Is race real? In The Raceless Antiracist, a follow-up to her 2022 book Theory of Racelessness, Sheena Michele Mason argues not only that it isn't, but that trying to stop racism while keeping the concept of race is like fighting "a flood by pouring water on it."
Mason, a literature professor at SUNY Oneonta, suggests that these futile approaches fall into two categories: "anti-racist resistance" and "color-blindness." While the first reifies race by making it the key to understanding most social phenomena, the second reifies it by treating it as a real thing that ought to be ignored, thus downplaying the reality of the racism that relies on it.
The Raceless Antiracist asks us to do something very uncomfortable: to adopt a new mental model, to think in a completely different set of categories. It doesn't deserve a snap judgment. It's a book for chewing on and wrestling with. It may puzzle or even disturb you.
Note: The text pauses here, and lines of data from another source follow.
Issue #3032, opened 2022-02-04
Title field length


rebeccacremona:
Looks like we also need to do this for [`Link.submittled_title`](https://github.com/harvard-lil/perma/pull/3015).

```
Exception Type: DataError
Exception Value: value too long for type character varying(2100)
```

PR #3150, opened 2022-08-25
updates instructions and fixes bug 3032

kilbergr:
I updated a couple of instructions to get going for perma.cc and fixed this bug: https://github.com/harvard-lil/perma/issues/3032
I did test with pdb, but I'm not sure about the kinds of expected unit tests. LMK!
Screen Shot 2022-08-25 at 9 55 15 AM

### DIFF
--- a/developer.md
+++ b/developer.md
@@ -31,7 +31,7 @@ SSL certs and keys should already be present. If they are not, or if they have
 expired, you can run `bash make_cert.sh` to generate new files.)
 
 To log in and explore Perma, try logging in as one of our
-[test users](https://github.com/harvard-lil/perma/blob/develop/perma_web/fixtures/users.json). All test users have a password of "pass".
+[test users (the `linkuser` objects)](https://github.com/harvard-lil/perma/blob/develop/perma_web/fixtures/users.json#L167). All test users have a password of "pass".
 
 The server will automatically reload any time you made a change to the
 `perma_web` directory: just refresh the page to see your changes.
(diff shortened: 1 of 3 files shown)


matteocargnelutti (approved):
Thanks a lot @kilbergr 😄 ! LGTM.

> I did test with pdb, but I'm not sure about the kinds of expected unit tests. LMK!

As you can see, this part of the codebase is only partially and indirectly covered by our test suite. I think it is okay as is, but that is something we may want to revisit 😄 .

Cheers.

rebeccacremona:
🎉 Awesome!

+1 on Matteo's approval, but quick observation: I think we can truncate title at the much longer [`2100`](https://github.com/harvard-lil/perma/blob/develop/perma_web/perma/models.py#L1362) chars instead of the [`300`](https://github.com/harvard-lil/perma/blob/develop/perma_web/perma/models.py#L1363) at which we truncated description. 

I cannot begin to imagine why, in 2013, title was added with a 2100 char limit and description, which I would have expected to be longer that title for most pages on the web when present, was added in 2017 with a 300 char limit: that seems wrong... But, given that is in fact how our models are set up, we should probably slice accordingly.

kilbergr:
@rebeccacremona @matteocargnelutti can I get one of you two to approve the workflows for me (for my first contribution)? https://docs.github.com/en/actions/managing-workflow-runs/approving-workflow-runs-from-public-forks#approving-workflow-runs-on-a-pull-request-from-a-public-fork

Gee, just when I had more or less adapted to the view of Harvard geneticist David Reich, who took to the NYT to describe How Genetics Is Changing Our Understanding of ‘Race’. (I also read Prof Reich's book on the topic; my report is here).
Nevertheless: Amazon link to Prof Mason's book at your right. Paperback is $10 ("for a limited time"), Kindle $9.99. Not at Portsmouth (NH) Public Library. I will go for Interlibrary Loan, though.